Dataset records
■ ■ ■

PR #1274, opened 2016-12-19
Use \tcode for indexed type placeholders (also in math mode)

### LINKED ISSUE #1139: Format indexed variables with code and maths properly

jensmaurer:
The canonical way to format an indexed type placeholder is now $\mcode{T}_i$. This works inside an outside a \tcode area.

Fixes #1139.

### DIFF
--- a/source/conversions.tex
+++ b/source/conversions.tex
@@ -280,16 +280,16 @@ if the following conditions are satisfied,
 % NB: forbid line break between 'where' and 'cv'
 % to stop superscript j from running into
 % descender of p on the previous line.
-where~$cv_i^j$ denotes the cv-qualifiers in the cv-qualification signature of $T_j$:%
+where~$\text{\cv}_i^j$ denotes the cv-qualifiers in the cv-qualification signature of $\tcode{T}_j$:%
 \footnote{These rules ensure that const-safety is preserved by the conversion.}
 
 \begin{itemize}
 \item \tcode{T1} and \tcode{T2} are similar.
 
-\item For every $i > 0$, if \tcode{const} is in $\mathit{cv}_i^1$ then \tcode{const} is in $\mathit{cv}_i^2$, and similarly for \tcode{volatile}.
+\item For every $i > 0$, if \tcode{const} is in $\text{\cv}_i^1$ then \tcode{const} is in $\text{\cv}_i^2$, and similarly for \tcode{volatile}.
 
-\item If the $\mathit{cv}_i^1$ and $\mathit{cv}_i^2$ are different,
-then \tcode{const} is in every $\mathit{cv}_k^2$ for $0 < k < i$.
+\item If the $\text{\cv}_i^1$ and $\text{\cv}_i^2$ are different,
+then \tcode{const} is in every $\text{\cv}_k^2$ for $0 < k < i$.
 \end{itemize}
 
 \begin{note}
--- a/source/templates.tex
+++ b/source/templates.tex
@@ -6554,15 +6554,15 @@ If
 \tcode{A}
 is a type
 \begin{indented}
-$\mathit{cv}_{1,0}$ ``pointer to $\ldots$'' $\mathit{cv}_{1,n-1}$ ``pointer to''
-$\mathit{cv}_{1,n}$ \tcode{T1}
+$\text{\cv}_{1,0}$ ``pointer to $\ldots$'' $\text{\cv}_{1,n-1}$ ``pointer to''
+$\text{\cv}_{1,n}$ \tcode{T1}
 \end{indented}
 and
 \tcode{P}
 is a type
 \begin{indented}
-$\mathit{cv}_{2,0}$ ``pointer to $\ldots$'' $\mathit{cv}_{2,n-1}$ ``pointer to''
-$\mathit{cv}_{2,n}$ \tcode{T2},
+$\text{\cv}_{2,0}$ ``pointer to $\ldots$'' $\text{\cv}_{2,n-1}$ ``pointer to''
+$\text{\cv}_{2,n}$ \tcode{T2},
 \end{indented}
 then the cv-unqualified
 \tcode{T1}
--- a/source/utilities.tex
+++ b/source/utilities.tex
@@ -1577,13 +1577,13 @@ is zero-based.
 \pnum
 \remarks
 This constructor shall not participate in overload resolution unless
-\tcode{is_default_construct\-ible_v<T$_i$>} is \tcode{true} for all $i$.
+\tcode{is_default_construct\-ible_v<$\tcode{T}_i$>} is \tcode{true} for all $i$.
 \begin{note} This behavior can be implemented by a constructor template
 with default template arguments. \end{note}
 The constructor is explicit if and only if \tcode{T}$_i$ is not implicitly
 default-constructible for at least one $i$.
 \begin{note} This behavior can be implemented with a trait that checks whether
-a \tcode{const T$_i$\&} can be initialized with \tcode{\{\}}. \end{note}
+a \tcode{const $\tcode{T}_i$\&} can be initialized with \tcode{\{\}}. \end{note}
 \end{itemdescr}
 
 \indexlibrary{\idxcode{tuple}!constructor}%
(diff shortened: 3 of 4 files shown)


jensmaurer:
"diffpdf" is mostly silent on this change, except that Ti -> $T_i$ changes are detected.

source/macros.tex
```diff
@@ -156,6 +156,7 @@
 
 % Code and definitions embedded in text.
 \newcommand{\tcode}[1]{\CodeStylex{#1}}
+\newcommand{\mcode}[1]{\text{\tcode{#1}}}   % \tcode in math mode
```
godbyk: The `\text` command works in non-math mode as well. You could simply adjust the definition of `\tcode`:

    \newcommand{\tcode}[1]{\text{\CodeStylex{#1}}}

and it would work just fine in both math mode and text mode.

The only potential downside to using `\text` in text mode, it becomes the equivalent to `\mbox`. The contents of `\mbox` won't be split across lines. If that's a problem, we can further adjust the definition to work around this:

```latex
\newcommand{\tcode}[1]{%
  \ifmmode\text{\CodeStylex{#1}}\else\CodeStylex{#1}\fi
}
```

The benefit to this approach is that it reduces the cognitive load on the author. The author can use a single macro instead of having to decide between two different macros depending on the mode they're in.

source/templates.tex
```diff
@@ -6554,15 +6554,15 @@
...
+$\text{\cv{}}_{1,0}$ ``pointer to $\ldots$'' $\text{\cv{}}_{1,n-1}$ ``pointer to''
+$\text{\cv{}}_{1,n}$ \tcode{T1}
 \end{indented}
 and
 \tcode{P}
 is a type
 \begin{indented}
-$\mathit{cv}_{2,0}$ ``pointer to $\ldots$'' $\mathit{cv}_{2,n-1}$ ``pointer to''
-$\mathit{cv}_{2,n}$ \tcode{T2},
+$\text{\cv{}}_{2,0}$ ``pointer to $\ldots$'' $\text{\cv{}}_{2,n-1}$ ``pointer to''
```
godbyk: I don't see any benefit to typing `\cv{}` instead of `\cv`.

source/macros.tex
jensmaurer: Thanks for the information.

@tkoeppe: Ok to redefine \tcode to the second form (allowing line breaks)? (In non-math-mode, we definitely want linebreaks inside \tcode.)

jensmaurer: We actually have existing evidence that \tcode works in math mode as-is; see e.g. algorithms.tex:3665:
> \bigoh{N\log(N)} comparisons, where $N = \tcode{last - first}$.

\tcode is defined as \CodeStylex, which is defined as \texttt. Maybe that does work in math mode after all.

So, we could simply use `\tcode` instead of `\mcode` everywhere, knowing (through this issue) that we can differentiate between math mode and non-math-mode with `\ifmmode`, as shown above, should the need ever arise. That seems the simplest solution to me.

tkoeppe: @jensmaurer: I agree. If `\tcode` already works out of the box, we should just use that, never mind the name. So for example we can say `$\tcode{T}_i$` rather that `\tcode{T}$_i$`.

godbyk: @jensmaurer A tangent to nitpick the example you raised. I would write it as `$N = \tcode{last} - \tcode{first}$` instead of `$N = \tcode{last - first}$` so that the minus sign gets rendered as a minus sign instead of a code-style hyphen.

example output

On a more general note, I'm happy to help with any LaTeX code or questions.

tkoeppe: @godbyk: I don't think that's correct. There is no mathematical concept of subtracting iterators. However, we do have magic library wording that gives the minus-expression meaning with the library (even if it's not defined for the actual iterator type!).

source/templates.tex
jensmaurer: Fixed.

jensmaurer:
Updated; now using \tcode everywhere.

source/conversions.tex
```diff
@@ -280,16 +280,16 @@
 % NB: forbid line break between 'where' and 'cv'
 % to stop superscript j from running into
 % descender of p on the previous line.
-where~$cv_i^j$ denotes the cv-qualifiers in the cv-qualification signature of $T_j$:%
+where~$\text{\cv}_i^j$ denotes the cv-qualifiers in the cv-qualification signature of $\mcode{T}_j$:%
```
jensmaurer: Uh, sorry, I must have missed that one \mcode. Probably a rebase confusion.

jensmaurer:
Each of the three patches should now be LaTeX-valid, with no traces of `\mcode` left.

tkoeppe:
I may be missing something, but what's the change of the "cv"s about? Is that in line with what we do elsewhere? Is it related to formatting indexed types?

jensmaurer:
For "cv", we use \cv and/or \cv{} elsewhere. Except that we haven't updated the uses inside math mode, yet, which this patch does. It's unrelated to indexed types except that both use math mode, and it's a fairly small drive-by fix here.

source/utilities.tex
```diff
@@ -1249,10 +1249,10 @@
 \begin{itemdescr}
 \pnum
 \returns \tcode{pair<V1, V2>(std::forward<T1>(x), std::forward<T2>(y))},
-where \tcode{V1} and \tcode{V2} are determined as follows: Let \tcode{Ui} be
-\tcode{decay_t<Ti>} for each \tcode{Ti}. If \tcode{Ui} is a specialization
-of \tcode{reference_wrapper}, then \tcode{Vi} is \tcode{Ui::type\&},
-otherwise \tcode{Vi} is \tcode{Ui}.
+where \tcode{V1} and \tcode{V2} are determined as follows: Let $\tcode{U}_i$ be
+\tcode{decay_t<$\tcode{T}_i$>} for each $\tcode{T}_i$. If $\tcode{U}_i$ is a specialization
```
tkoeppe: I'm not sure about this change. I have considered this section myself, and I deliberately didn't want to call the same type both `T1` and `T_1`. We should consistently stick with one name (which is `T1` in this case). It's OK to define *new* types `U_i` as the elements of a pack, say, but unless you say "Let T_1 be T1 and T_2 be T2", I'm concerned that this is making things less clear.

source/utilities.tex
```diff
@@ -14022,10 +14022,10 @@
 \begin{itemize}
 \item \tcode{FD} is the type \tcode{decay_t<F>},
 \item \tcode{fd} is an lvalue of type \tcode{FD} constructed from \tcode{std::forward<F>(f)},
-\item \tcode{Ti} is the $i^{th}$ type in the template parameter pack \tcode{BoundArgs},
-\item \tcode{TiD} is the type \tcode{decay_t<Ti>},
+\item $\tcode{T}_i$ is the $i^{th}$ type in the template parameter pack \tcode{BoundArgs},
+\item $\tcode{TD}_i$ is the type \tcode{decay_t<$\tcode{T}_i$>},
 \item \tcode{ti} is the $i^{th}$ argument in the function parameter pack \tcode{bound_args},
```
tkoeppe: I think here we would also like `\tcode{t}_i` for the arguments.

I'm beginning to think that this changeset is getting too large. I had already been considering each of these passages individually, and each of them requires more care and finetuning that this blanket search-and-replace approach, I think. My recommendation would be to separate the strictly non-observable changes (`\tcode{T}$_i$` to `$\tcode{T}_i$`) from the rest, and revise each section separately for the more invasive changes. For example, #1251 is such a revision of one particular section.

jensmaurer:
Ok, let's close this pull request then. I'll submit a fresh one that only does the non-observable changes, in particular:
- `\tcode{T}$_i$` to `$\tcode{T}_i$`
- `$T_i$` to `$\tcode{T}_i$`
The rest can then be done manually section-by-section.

■ ■ ■

In the data above, repeat exactly each line from the first through the line that contains "rules ensure that", and give nothing else.

PR #1274, opened 2016-12-19
Use \tcode for indexed type placeholders (also in math mode)

### LINKED ISSUE #1139: Format indexed variables with code and maths properly

jensmaurer:
The canonical way to format an indexed type placeholder is now $\mcode{T}_i$. This works inside an outside a \tcode area.

Fixes #1139.

### DIFF
--- a/source/conversions.tex
+++ b/source/conversions.tex
@@ -280,16 +280,16 @@ if the following conditions are satisfied,
 % NB: forbid line break between 'where' and 'cv'
 % to stop superscript j from running into
 % descender of p on the previous line.
-where~$cv_i^j$ denotes the cv-qualifiers in the cv-qualification signature of $T_j$:%
+where~$\text{\cv}_i^j$ denotes the cv-qualifiers in the cv-qualification signature of $\tcode{T}_j$:%
 \footnote{These rules ensure that const-safety is preserved by the conversion.}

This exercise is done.